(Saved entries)
****
PR #5983, opened 2026-06-03
fix: overhaul error handling and boundary consistency

### LINKED ISSUE #5779: Overhaul global error handling and boundaries
Our current error handling is pretty inconsistent. Some components catch errors locally, others let them bubble up and crash the app. We need to implement proper ErrorBoundary components at the layout level and integrate them with the telemetry service. We also need to standardize the error response parsing across all API hooks.

atul-upadhyay-7:
Closes #5779

---

Went through all the error handling code and found a bunch of issues that needed cleaning up.

**What was broken:**

The `ErrorBoundary.jsx` had dead code from a merge that never got cleaned up — a stray `return id;` and extra closing brace sitting outside any function body. This was causing parse errors and would crash the entire boundary on import in certain build configurations.

`SectionErrorBoundary` was logging errors to the console via `logError` but not persisting them anywhere useful. If a section like the navbar or footer crashed, you'd only know if you happened to have devtools open at that moment.

The `globalErrorHandler` had no dedup logic at all, so if a component threw in a render loop you'd get hundreds of identical error entries flooding both the console and localStorage.

API hooks were inconsistent — `useEventRegistration` used raw `console.error` in some catch blocks and `logger.error` in others, bypassing the centralized error reporting pipeline entirely.

**What this fixes:**

- Removed the dead code in ErrorBoundary so it actually parses correctly
- SectionErrorBoundary now writes section-level crashes to `eventra_section_errors` in localStorage with the section label, timestamp, and URL — added matching `getSectionErrors()`/`clearSectionErrors()` exports to errorLogger
- globalErrorHandler deduplicates errors within a 3-second window using a fingerprint based on the message + first stack frame, so render loops don't spam the log
- Standardized useEventRegistration to route all catch blocks through `logError` with proper context tags

Tested locally, the boundary renders correctly and handles errors as expected.

### DIFF
--- a/src/components/common/ErrorBoundary.jsx
+++ b/src/components/common/ErrorBoundary.jsx
@@ -36,8 +36,6 @@ function sanitizeUrl(url) {
     return url;
   }
 }
-  return id;
-}
 
 /**
  * Attempt to recover component state from sessionStorage
--- a/src/components/common/SectionErrorBoundary.jsx
+++ b/src/components/common/SectionErrorBoundary.jsx
@@ -30,6 +30,22 @@ class SectionErrorBoundary extends React.Component {
   componentDidCatch(error, errorInfo) {
     const { label = "Unknown Section" } = this.props;
     logError(error, errorInfo, { section: label });
+
+    // Persist section-level failures separately so they can be reviewed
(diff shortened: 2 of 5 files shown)


atul-upadhyay-7:

PR #5984, opened 2026-06-03
fix: audit and fix keyboard navigation across interactive components

### LINKED ISSUE #5780: Audit and fix keyboard navigation accessibility
A lot of the custom UI components (like the modals, dropdowns, and seat selector) are completely unusable with just a keyboard. We need to go through all interactive components and ensure proper tab-indexing, focus trapping for modals, and correct ARIA roles. This is going to involve touching almost every complex component in the src/components folder.

atul-upadhyay-7:
Closes #5780

---

Did a full pass through the interactive components in `src/components` to fix keyboard navigation. Tested with Tab, Shift+Tab, Escape, Home, End, and arrow keys across all the changed components.

**EventConflictModal**

The Cancel and Proceed buttons both had `aria-label="button"` which is completely useless for screen readers — they'd just announce "button, button" with no context about what each one does. Replaced with descriptive labels ("Cancel registration" / "Proceed with registration despite conflict").

The modal also had its own hand-rolled focus trap implementation (50+ lines of manual Tab key handling). Swapped it out for the shared `useFocusTrap` hook that already exists in `src/hooks/useFocusTrap.js` — it handles Tab wrapping, Escape, and focus restoration on close. Less code, same behavior, one fewer place to maintain.

**KeyboardShortcutsModal**

The `useFocusTrap` hook was being called wrong. It returns `{ containerRef }` but the modal was assigning the whole return object as a ref: `const trapRef = useFocusTrap(isOpen)`. This meant the focus trap was silently broken — no Tab wrapping at all. Fixed the destructuring and also wired up the `onEscape` callback so pressing Escape actually delegates to `onClose`.

**Chatbot**

The expanded chat panel had no focus trapping whatsoever. You could Tab right through it into the page behind. Added `useFocusTrap` so focus stays within the chat when it's open. The trap deactivates when minimized or closed.

**StyledDropdown**

The dropdown already had decent arrow key and Enter/Space handling. Added Home and End key support to both the trigger button and the open listbox — pressing Home jumps to the first option, End to the last. This matches the WAI-ARIA Listbox pattern.

**SearchFilter**

The Register and Learn More buttons on event cards had no `aria-label` at all, so a screen reader would just say "Register Now" six times with no way to tell which event. Added per-event labels. Also made the results count div a live region (`role="status"` + `aria-live="polite"`) so filtering results get announced automatically.

### DIFF
--- a/src/components/Chatbot.jsx
+++ b/src/components/Chatbot.jsx
@@ -19,6 +19,7 @@ import {
 } from "lucide-react";
 import useLocalStorage from "../hooks/useLocalStorage";
 import { quickPrompts, getAssistantReply, INITIAL_MESSAGES } from "../config/chatbotKnowledge";
+import { useFocusTrap } from "../hooks/useFocusTrap";
 
 const ICON_MAP = {
   CalendarDays,
@@ -130,6 +131,12 @@ export default function Chatbot() {
     setIsOpen(false);
     setIsMinimized(false);
   }, [clearReplyTimer]);
+
+  // Trap keyboard focus inside the chat panel while it's expanded
+  const { containerRef: chatTrapRef } = useFocusTrap(
+    isOpen && !isMinimized,
+    handleClose
+  );
 
   // Listen for Escape key to close the chatbot (accessibility)
   useEffect(() => {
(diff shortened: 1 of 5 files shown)


atul-upadhyay-7:

PR #5986, opened 2026-06-03
fix: implement route-level code splitting with Suspense

### LINKED ISSUE #5778: Implement route-level code splitting
Bundle size is getting way too large. We need to implement React.lazy and Suspense for all the major routes. Right now everything is being bundled together which is hurting the initial load time. This requires updating the main router setup and wrapping all page components.

atul-upadhyay-7:
Closes #5778

- Added Suspense wrappers to lazy-loaded routes in App.jsx to fix missing Suspense boundaries, which prevents runtime errors when those routes are loaded.

### DIFF
--- a/src/App.jsx
+++ b/src/App.jsx
@@ -229,10 +229,40 @@ function App() {
                             </ProtectedRoute>
                           } 
                         />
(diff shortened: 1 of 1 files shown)


atul-upadhyay-7:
****
> **Problem statement**
Please transcribe the records exactly from their first line through the line holding "### LINKED ISSUE #5779: Overhaul", and leave out all others.

> **Task result**
PR #5983, opened 2026-06-03
fix: overhaul error handling and boundary consistency

### LINKED ISSUE #5779: Overhaul global error handling and boundaries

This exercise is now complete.